# DIRECTIONS FOR THIS TASK
Your response should consist of the records, reproduced exactly.

# DATA TO PROCESS

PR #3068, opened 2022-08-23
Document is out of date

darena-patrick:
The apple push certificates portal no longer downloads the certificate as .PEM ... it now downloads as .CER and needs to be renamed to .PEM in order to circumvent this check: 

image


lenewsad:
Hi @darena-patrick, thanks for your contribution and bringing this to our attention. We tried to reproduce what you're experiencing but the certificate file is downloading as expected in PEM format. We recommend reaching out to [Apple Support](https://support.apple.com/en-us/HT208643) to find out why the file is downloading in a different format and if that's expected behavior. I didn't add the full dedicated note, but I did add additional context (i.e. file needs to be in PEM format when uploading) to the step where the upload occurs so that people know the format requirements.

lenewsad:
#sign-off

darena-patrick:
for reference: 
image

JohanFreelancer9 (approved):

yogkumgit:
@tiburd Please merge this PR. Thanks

# RESPONSE TO THIS TASK
PR #3068, opened 2022-08-23
Document is out of date

darena-patrick:
The apple push certificates portal no longer downloads the certificate as .PEM ... it now downloads as .CER and needs to be renamed to .PEM in order to circumvent this check: 

image


lenewsad:
Hi @darena-patrick, thanks for your contribution and bringing this to our attention. We tried to reproduce what you're experiencing but the certificate file is downloading as expected in PEM format. We recommend reaching out to [Apple Support](https://support.apple.com/en-us/HT208643) to find out why the file is downloading in a different format and if that's expected behavior. I didn't add the full dedicated note, but I did add additional context (i.e. file needs to be in PEM format when uploading) to the step where the upload occurs so that people know the format requirements.

lenewsad:
#sign-off

darena-patrick:
for reference: 
image

JohanFreelancer9 (approved):

yogkumgit:
@tiburd Please merge this PR. Thanks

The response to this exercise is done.